Dataset entries:
PR #3382, opened 2023-07-06
Disabling check for conditional references

SergeyGaluzo:
$Import - Disabling check for conditional references in incremental mode

### DIFF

[Problem to work on]
Could you write out every entry above exactly as it appears?

[Written solution]
PR #3382, opened 2023-07-06
Disabling check for conditional references

SergeyGaluzo:
$Import - Disabling check for conditional references in incremental mode

### DIFF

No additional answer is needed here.